PR #3714, opened 2022-10-23
Optimisation: use `failstats_reset_print()` in `factory_reset_stats()`

gudnimg:
Change in memory: 
Flash: -56 bytes
SRAM: 0 bytes


leptun (approved):
Looks like a good optimization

- - - - -

(Task to carry out): A verbatim version of the complete listing above is to be returned.

(Exercise response):
PR #3714, opened 2022-10-23
Optimisation: use `failstats_reset_print()` in `factory_reset_stats()`

gudnimg:
Change in memory: 
Flash: -56 bytes
SRAM: 0 bytes


leptun (approved):
Looks like a good optimization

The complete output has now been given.